L’objectif est de mettre en place des supports adaptés permettant aux artistes autant qu’aux acteurs régionaux de rebondir et d’être des porteurs de projets au sens fort du terme – mais en passant (aussi) par le bas. Et j’entends qu’il n’est pas toujours facile de se faire entendre par des élus déconnectés des créations contemporaines de plus en plus dé-matérialisées – des élus qui, cependant, ont très bien compris que la culture était aussi un outil de communication (dé-matérialisé) fort efficace en terme de « placement idéologique » — du moins, entre le tourisme et le patrimoine. Je crois toutefois que l’option communication n’a pas de sens si l’on vise la diversité culturelle, et surtout la création de richesse sur un territoire régional – ceci afin d’éviter, entre autre chose, un exode rural précipité des jeunes artistes qui, ne voyant rien venir à l’horizon, décident d’aller s’écraser massivement contre les rampes du périphérique parisien. Poursuivre la politique culturelle (en arts plastiques) menée depuis une vingtaine d’année continue de provoquer des exclusions et motive les crispations, elle assèche les territoires et stimule la déshydratation autant que la fuite des cerveaux.

LANDER VEUT DIRE «  PAYS  »

Actuellement, nous sommes parvenus à un tel degré de nivellement de l’art – que nos « psychologues de l’art » font passer pour de la subjectivité – qu’il est apparemment devenu impossible d’évaluer une œuvre d’art en dehors de son poids en or. De ce point de vue, il n’y a pas de raison de poursuivre un art international qui pourrait offrir un sens à l’histoire, voire une orientation artistique plus créatrice qu’une autre  ; en conséquence, il n’y a pas d’artiste contemporain à sacraliser plus qu’un autre. En revanche, et si les régions s’autorisent à penser la culture en terme d’intégration, de diversité et d’excellence, autorisons-nous à juger sur pièce, revalorisons l’expertise des œuvres et des démarches contemporaines en dehors des valeurs-or de signatures dont on sait désormais qu’elles sont fabriquées pour des intérêts spéculatifs – et qui, par-dessus le marché et à la vue des tarifs, sont de plus en plus difficiles à acquérir par l’état français… Il se pourrait même que ce type de démarche dynamise les intérêts privés — toujours à la recherche de nouveauté.

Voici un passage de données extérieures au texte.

Issue #179, opened 2024-09-03
Introduce `pyproject.toml`


BenjaminRodenberg:
It is recommended to use `pyproject.toml`.

I would suggest to start by managing the sollowing additional points over `pyproject.toml`:

* Dependencies
    * `mpi4py < 4` is required. See https://github.com/precice/tutorials/pull/563
    * Add `fenics` as a dependency? Note that the installation process of FEniCS is somewhat non-standard. See, for example, what I'm doing [here](https://github.com/precice/tutorials/blob/0225e428cc559444a29541b9c46318d8c60cd8fd/partitioned-heat-conduction/solver-fenics/requirements.txt#L5-L11)
* According to https://ianhopkinson.org.uk/2022/02/understanding-setup-py-setup-cfg-and-pyproject-toml-in-python/ we can also replace the `setup.cfg` file with `pyproject.toml`. I introduced `setup.cfg` to be able to use `versioneer`. We should be able to move that to `pyproject.toml` (see https://github.com/python-versioneer/python-versioneer?tab=readme-ov-file#vendored-mode).
* Remove the python version checks from `setup.py` and into `pyproject.toml`. See https://stackoverflow.com/questions/76161889/how-do-i-specify-a-python-version-constraint-for-a-dependency-specifically-for-a

fsimonis:
https://hatch.pypa.io/latest/intro/#existing-project
This can convert the setup.py to pyproject.toml

IshaanDesai:
Done via https://github.com/precice/fenics-adapter/pull/204

PR #182, opened 2024-09-05
Remove checks for FEniCS and python3

BenjaminRodenberg:
I removed the checks for the following reasons:

1. FEniCS check turns out problematic in #181 
2. If we follow the recommended installation procedure `pip install .` the warnings are not shown. The warnings only appear for the deprecated `python3 setup.py install`

We can check for the python version (and potentially also FEniCS) when moving to `pyproject.toml` in a better way (see #179).

### DIFF
--- a/setup.py
+++ b/setup.py
@@ -1,8 +1,6 @@
 import os
 from setuptools import setup
 import versioneer
-import warnings
-
 this_directory = os.path.abspath(os.path.dirname(__file__))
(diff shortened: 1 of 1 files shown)


setup.py
```diff
@@ -3,27 +3,6 @@
 import versioneer
 import warnings
```
fsimonis, line 5: This can go too.

```suggestion

```

fsimonis (approved):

L’expertise est par ailleurs ce que la province peut se permettre, et ce pourquoi nos directeurs de centre d’art et autres experts de l’art sont logiquement payés. Bref, il faut revoir l’éco-système des institutions régionales afin que les dépenses publiques vivifient et dynamisent au mieux un territoire régional, mais aussi national, voire européen. Européen, puisque les régions françaises ont désormais la taille de Lander allemands. « La décentralisation fédérale » à l’Allemande (certes issue d’un contexte historique fragmenté) profita autant aux institutions qu’aux artistes régionaux, s’en inspirer pourrait être bénéfique. Insistons aussi sur un phénomène étrange  : malgré les belles idées sur la décentralisation et les joies créatrices et dynamiques proposées dans les régions, le milieu des arts-plastiques préfère mourir asphyxié à Paris, car personne ne trouve a priori son compte en province. En conséquence, la politique culturelle est encore verticale et menée depuis la centrale parisienne, alors que les enjeux culturels régionaux sont désormais de la taille d’un Lander, donc de pays aussi grands que la Suisse, l’Autriche ou le Portugal.

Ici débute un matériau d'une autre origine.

Issue #164, opened 2023-10-02
recommended install fails under Ubuntu


ng0177:
This error appears under Ubuntu 23.04
```
$ pip3 install --user fenicsprecice
error: externally-managed-environment
```

BenjaminRodenberg:
@IshaanDesai I did not follow the discussion on discourse. Are there any updates or solutions we could offer here?

BenjaminRodenberg:
@NiklasVin I think this is mainly a documentation issue that we can resolve by updating the `README.md`. For more recent `pip` version it is generally recommended to use `venv` (we are introducing the corresponding changes in the tutorials currently https://github.com/precice/tutorials/issues/547)

PR #183, opened 2024-09-15
Clarify installation procedure

NiklasVin:
Closes https://github.com/precice/fenics-adapter/issues/164


BenjaminRodenberg (approved):
I moved the instructions to a different location and added the commands that we use in the tutorials. I also removed the `--user` flag because it is not needed anymore for the recommended approach with venvs.

PR #498, opened 2017-02-01
Add harasser utility

rhc54:
I haven't been able to figure out how to deal with the Python 2.7 vs Python 3.4 compatibility issue for one key place. In testDef.py, line 337, we need to set the multiprocessing launch method to "spawn" so we ensure that the subprocess is in its own process. This ensures that the Python global lock doesn't take affect and prevent the new process from making independent progress.

Could use some help in that regard.


noahv:
Alternate approach already in place for the harasser thread support.

PR #500, opened 2017-02-03
Fixed db reporter in a way that doesn't break text-file reporter

ribab:
Previous fix for DB reporter caused the text-file reporter to not work and output only 1 character per line for stdout.

I undid the previous fix changes outside of IUDatabase.py and fixed the reporter fields within only the IUDatabase.py file. This way, the text-file reporter is unaffected by my fix and the output works again.

Previous pull request which broke text-file reporter: https://github.com/open-mpi/mtt/pull/496


noahv:
Looks good; thanks!  -- Noah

La volonté d’engager une politique de décentralisation devrait justement s’entendre de manière horizontale, et ne pas reproduire le système centralisé à la française dans chaque région — à savoir profiter d’une décentralisation sous la forme de Lander pour finalement « re-centraliser » les subventions vers les paquebots de la culture, n’est-ce pas  ? Et certes, la difficulté est d’inventer « une toile /coordination » cohérente motivant les acteurs associatifs (structures dites intermédiaires) autant que les institutions. Bref, comment parvenir à ce que chaque acteur ait le sentiment de ne pas être une pièce rapportée mais plutôt le porteur d’un engagement partagé à l’échelle régionale  ?

Avec Benjamin Cadon (directeur de l’association Labomedia), et historiquement Gunter Ludwig, nous avons pris l’initiative de créer le site aaar.fr (avec l’aide précieuse de Jean-Christophe Royoux – Conseiller aux Arts Plastiques, DRAC Centre-Val de Loire). Ce site permet une vision globale des structures arts-plastiques existant sur le territoire. Si cet outil permet une meilleure visibilité des actions territoriales, l’idée serait de passer à une étape supérieure. Il reste que le maillage de la taille d’un Lander est malgré tout complexe, et demanderait un « développement logistique » à la hauteur. Ne faisons pas l’économie d’une étude qui rendrait plus fluide les actions territoriales.

Votre dévoué préposé au sucre glace des mille-feuilles de l’administration décentralisée.

Sammy Engramer, octobre 2016

* Pierre Oudart est Directeur adjoint de la DGCA – Direction Générale de la Création Artistique, chargé des arts plastiques.